Efficient fusion transformer model for accurate classification of eye diseases.
Authors
Affiliations (1)
Affiliations (1)
- Beijing Jiaotong University Weihai Campus, 264401, Weihai, China. [email protected].
Abstract
The automatic diagnosis model of medical image based on deep learning can improve the diagnosis efficiency and reduce the diagnosis cost.

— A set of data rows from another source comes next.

PR #72, opened 2018-04-13
Fix failing intergration test (RAD-1066)

foglcz:
|  |  |
| --- | --- |
| **Type** | Bugfix |
| **Fixes issues** | n/a |
| **Documentation** | n/a |
| **BC Break** | no |
| **Tests updated** | yes |

Fixes failing integration test, which was failing because of uninitialized item properties.

### DIFF
--- a/tests/integration/IntegrationTestCase.php
+++ b/tests/integration/IntegrationTestCase.php
@@ -8,20 +8,20 @@ use PHPUnit\Framework\TestCase;
 
 class IntegrationTestCase extends TestCase
 {
-    protected function markAsSkippedIfMatejIsNotAvailable(): void
+    protected static function markAsSkippedIfMatejIsNotAvailable(): void
     {
         if (!getenv('MATEJ_TEST_ACCOUNTID')) {
-            $this->markTestSkipped('Environment variable MATEJ_TEST_ACCOUNTID has to be defined');
+            self::markTestSkipped('Environment variable MATEJ_TEST_ACCOUNTID has to be defined');
         }
 
         if (!getenv('MATEJ_TEST_APIKEY')) {
-            $this->markTestSkipped('Environment variable MATEJ_TEST_APIKEY has to be defined');
+            self::markTestSkipped('Environment variable MATEJ_TEST_APIKEY has to be defined');
         }
     }
 
-    protected function createMatejInstance(): Matej
+    protected static function createMatejInstance(): Matej
     {
-        $this->markAsSkippedIfMatejIsNotAvailable();
+        self::markAsSkippedIfMatejIsNotAvailable();
 
         $instance = new Matej(getenv('MATEJ_TEST_ACCOUNTID'), getenv('MATEJ_TEST_APIKEY'));
 
@@ -46,7 +46,7 @@ class IntegrationTestCase extends TestCase
     }
 
     /** @return string[] */
-    protected function generateOkStatuses(int $amount): array
+    protected static function generateOkStatuses(int $amount): array
     {
         $data = explode(',', str_repeat('OK,', $amount));
         array_pop($data);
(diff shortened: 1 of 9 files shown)


tests/integration/RequestBuilder/EventsRequestBuilderTest.php
```diff
@@ -6,13 +6,29 @@
...
+use Lmc\Matej\Model\Command\ItemPropertySetup;
 use Lmc\Matej\Model\Command\UserMerge;
+use Lmc\Matej\RequestBuilder\ItemPropertiesSetupRequestBuilder;
 
 /**
  * @covers \Lmc\Matej\RequestBuilder\EventsRequestBuilder
  */
 class EventsRequestBuilderTest extends IntegrationTestCase
 {
+    protected function setup(): void
```
OndraM: This should be setUp, and I'm wondering why this was not detected by codestyle check, there should be one exactly for this 🤔

tests/integration/RequestBuilder/EventsRequestBuilderTest.php
```diff
@@ -6,13 +6,29 @@
...
+    {
+        $builder = $this->createMatejInstance()->request()->setupItemProperties();
+
+        $this->buildAndSendPropertySetupRequest($builder);
```
OndraM: Is it OK this will be done before each test method in this testcase?

tests/integration/RequestBuilder/EventsRequestBuilderTest.php
```diff
@@ -51,4 +67,12 @@ public function shouldExecuteInteractionAndUserMergeAndItemPropertyCommands(): v
 
         $this->assertResponseCommandStatuses($response, ...$this->generateOkStatuses(10));
     }
+
+    private function buildAndSendPropertySetupRequest(ItemPropertiesSetupRequestBuilder $builder): void
+    {
+        $builder->addProperty(ItemPropertySetup::string('test_property_a'))
```
OndraM: We may add the identifier to some private class constants, to signalize these are "predefined" item properties available for use in this test. What do you thing?

OndraM (changes requested):

tests/integration/RequestBuilder/EventsRequestBuilderTest.php
OndraM: https://github.com/lmc-eu/php-coding-standard/issues/14

tests/integration/IntegrationTestCase.php
```diff
@@ -32,21 +32,21 @@ protected function createMatejInstance(): Matej
         return $instance;
     }
 
-    protected function assertResponseCommandStatuses(Response $response, ...$expectedCommandStatuses): void
+    protected static function assertResponseCommandStatuses(Response $response, ...$expectedCommandStatuses): void
```
OndraM: Why is this static? This should be non-static, co it could be used in a same way as other phpunit asserts (via $this->assertResponseCommandStatuses, not static::assertResponseCommandStatuses)

tests/integration/IntegrationTestCase.php
```diff
@@ -8,20 +8,20 @@
...
         }
 
         if (!getenv('MATEJ_TEST_APIKEY')) {
-            $this->markTestSkipped('Environment variable MATEJ_TEST_APIKEY has to be defined');
+            self::markTestSkipped('Environment variable MATEJ_TEST_APIKEY has to be defined');
         }
     }
 
-    protected function createMatejInstance(): Matej
+    protected static function createMatejInstance(): Matej
```
OndraM, line 22: If you declare the method static, you should use it via static call eveywhere where it is being used (in all other testcases)... Like `static::createMatejInstance()`

OndraM (changes requested):

tests/integration/IntegrationTestCase.php
OndraM: This is what happens then:
static

So if we don't need to, lets keep this non-static :)

OndraM (changes requested):

tests/integration/IntegrationTestCase.php
foglcz: :+1: fixed, thanks :)

OndraM (approved):

OndraM:
Nice job @foglcz, thanks! :+1:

At present, there is a lack of research on special artificial intelligence models for medical image analysis of fundus disease characteristics. Considering that fundus diseases have both local and global features, this paper proposes a novel deep learning model Local-Global Scale Fusion Network (LGSF-Net). The novelty lies in a dual-stream fusion design that processes global context (Transformer) and local details (CNN) in parallel with residual fusion. On the public fundus dataset, LGSF-Net delivers 96% accuracy with only 18.7K parameters and 0.93 GFLOPs, outperforming existing state-of-the-art universal methods like ResNet50 and ViT. LGSF-Net is more suitable for clinical diagnosis because of its accuracy and lightweight design. The ablation study shows that the concept of LGSF-Net multi-scale fusion understanding has been correctly realized. This work effectively promotes the development of smart medicine and provides a new solution for the design of new deep learning models.